» **HOW TO COMPLETE THIS TASK**:
Scan the listing below. Report each line that includes "anyway".

» **INPUT MATERIAL**:
━━━━
PR #211, opened 2018-07-19
Ask ClassDB about connecting signals

mjtorn:
Noticed some missing signals were issuing errors for Sprite
and Node2D nodes. This just asks if the signals are supported.

### DIFF
--- a/device/globals/global_vm.gd
+++ b/device/globals/global_vm.gd
@@ -301,14 +301,20 @@ func compile_str(p_str):
 
 	return ev_table
 
+func report_warnings(p_path, warnings):
+	var text = "Warnings in file "+p_path+"\n\n"
+	for e in warnings:
+		text += e+"\n"
+
+	print("warning is ", text)
+
 func report_errors(p_path, errors):
-	#var dialog = preload("res://demo/globals/errors.xml").instance()
 	var text = "Errors in file "+p_path+"\n\n"
 	for e in errors:
 		text += e+"\n"
-	#dialog.set_text(text)
+
 	print("error is ", text)
-	#main.get_node("layers/telon").add_child(dialog)
+
 	# The only way to - optionally - make errors matter
 	if ProjectSettings.get_setting("escoria/platform/terminate_on_errors"):
 		assert(false)
--- a/device/globals/item.gd
+++ b/device/globals/item.gd
@@ -361,13 +361,17 @@ func _ready():
 		area = get_node("area")
 	else:
 		area = self
-	if area is Area2D:
-		area.connect("input_event", self, "area_input")
-	else:
-		area.connect("gui_input", self, "input")
 
-	area.connect("mouse_entered", self, "mouse_enter")
-	area.connect("mouse_exited", self, "mouse_exit")
+	if ClassDB.class_has_signal(area.get_class(), "input_event"):
+		area.connect("input_event", self, "area_input")
+	elif ClassDB.class_has_signal(area.get_class(), "gui_input"):
+		area.connect("gui_input", self, "input")
+	else:
+		vm.report_warnings("item", ["No input events possible for global_id " + global_id])
+
+	if ClassDB.class_has_signal(area.get_class(), "mouse_entered"):
+		area.connect("mouse_entered", self, "mouse_enter")
+		area.connect("mouse_exited", self, "mouse_exit")
 
 	if events_path != "":
 		event_table = vm.compile(events_path)
--- a/device/globals/trigger.gd
+++ b/device/globals/trigger.gd
@@ -72,20 +72,24 @@ func _ready():
 		area = get_node("area")
 	else:
 		area = self
-	if area is Area2D:
+
+	if ClassDB.class_has_signal(area.get_class(), "input_event"):
 		area.connect("input_event", self, "area_input")
-	else:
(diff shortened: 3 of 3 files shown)


StraToN:
In which cases do these errors occur?

mjtorn:
On Thu, Jul 19, 2018 at 03:49:55PM +0000, Julian Murgia wrote:
>In which cases do these errors occur? 

I have a scene node in A Lunar Adventure that's maybe malformed by Escoria's
specs but works. I can get back with the details after the vacation, but
I think it makes sense to suppress these errors, because if the game is
broken, it's going to be visibly broken.

Item can be attached to pretty much anything, like the Polygon2D thing, so
maybe this approach is fine.

Alternatively someone could look into hardening the code to do type checking,
but meh ;P

StraToN:
@mjtorn My question was more relative to the fact I'm surprised these errors occur at all, since they can only happen if the node which `item.gd` script is attached to is an `Area2D`.

At least, your PR is very good to have anyway since it allows both `Area2D` and `Control` nodes to have this script attached, and behave the same way.

fleskesvor:
Another option could be to change the `else` clause to `elif area is Control` and add a new `else` which throws an error if the item is neither an `Area2D` nor a `Control`, instead of silently failing.

mjtorn:
But eg. Polygon2D does not inherit from Area2D. The case can of course be made that we should coach gamedevs into proper behavior, but I'm also a bit worried that we're (meaning mainly me) will be beating our (mine) head(s) against a wall over these slight changes.

If it's guaranteed we can always add an Area2D child into obscure cases, without any detriment to game development, I really don't care and would just fix that scene in A Lunar Adventure.

The pragmatic approach is to let the developer just see if the game works as expected, since a lot of the things that go on are "smoke and mirrors" anyway. That is, IMO, this is not a similar error case as missing translation identifiers or global identifiers or such.

@StraToN and @fleskesvor, just give me the word on what you want so we can get this going. Once my vacation is officially over, I don't want to wallow too long in PRs or in updating a game that will never generate revenue.

fleskesvor:
> But eg. Polygon2D does not inherit from Area2D.

Did you mean `Position2D`, which you added support for to use as camera targets, IIRC? A `Polygon2D` only gives an `Area2D` its shape when used for items.

My thinking in suggesting to explicitly check for `Area2D` and `Control` (and maybe `Position2D`?) is that it would make it easier to provide the developer with a meaningful error message in line with [our documentation](https://godotengine.github.io/escoria/items.html), instead of possibly allowing unsupported nodes which happen to have either of those signals.

What do you think, @StraToN?

mjtorn:
I may get back to this soon, but I do mean wonky items, not `Position2D`, which actually uses `target.gd` and not `item.gd`. The lander in room3 of A Lunar Adventure is technically broken but it looks good enough in the game. There is a strong argument for me fixing it, but it's just frustrating to spend time on a game that's now very close to a sunk cost and should be released out of early access, as the team should move on.

What if I add an `else:` that calls `vm.report_errors()`, would that be an acceptable compromise?

Though it would necessarily force me to spend time fixing that one item...

mjtorn:
@fleskesvor I updated the PR with a matching `target.gd` change and an `else:` to report errors.

Turned out the case in A Lunar Adventure was doable, so let's have this merged IMO.

fleskesvor:
I don't really have any objections to this, though using ClassDB like this feels a bit like blowing smoke to let unsupported nodes slip by to me, instead of explicitly checking for Area2D or Control. I'm still not sure if I completely understand the use case though. Is it to be able to register nodes and be able to control them with esc commands without them actually being "proper" items?

mjtorn:
I commented on IRC but leaving it here for posterity... This may be a bit iffy and hard to test as I dropped some of the "broken" Area2Ds from A Lunar Adventure, but I don't know that there's a problem either.

Area2D is very specific and required, but Control is such a base type that it can be almost anything. The `ClassDB` code simply extends the palette to make other node types possible, as long as they are configured correctly.

It also drops the assumption "If it isn't an `Area2D` it must be `Control`" by issuing a warning if things are broken.

Especially for items, it could make sense to have non-interactive items that can be controlled via ESC commands. I don't know what an example would be, maybe a crane/hook on the ceiling that moves around when you play with a lever? There's no reason for that hook to have Area2D and you could argue it has to be a `TextureRect` in that case, but it might as well be a `Sprite`.

Using a sprite makes more sense to me, because we were told by the Godot people that `Control`s are for UI elements and such.

I have to confess that I mix things up a bit in A Lunar Adventure because it wasn't always clear which to prefer and some of this Escoria code was written during or after assembling the game and I never had (and probably never will) have the time to visit it.

Hoping Iron Sky: Cold War will prefer Sprites all the way, unless there's a reason not to, because of that Control-is-UI idea.

mjtorn:
To make development on _Iron Sky: Cold War_ easier, and as most of the issues have been addressed, I'm thinking it's enough to be give out warnings here. `No input events possible for global_id lander`.

In _A Lunar Adventure_ this is fine, because at 1/6g and with the shape of the lander, the player can happily jump anywhere on it to reach the door. But still it needs to be an item to have eg. `use_custom_z`.

This way if we wanted to enforce having `Area2D`s everywhere, the effort should go into fixing #221 by someone who has the time and money required. I will just ignore the warning until then ;)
━━━━
» **RESULT OF THIS EXERCISE**:
At least, your PR is very good to have anyway since it allows both `Area2D` and `Control` nodes to have this script attached, and behave the same way.
The pragmatic approach is to let the developer just see if the game works as expected, since a lot of the things that go on are "smoke and mirrors" anyway. That is, IMO, this is not a similar error case as missing translation identifiers or global identifiers or such.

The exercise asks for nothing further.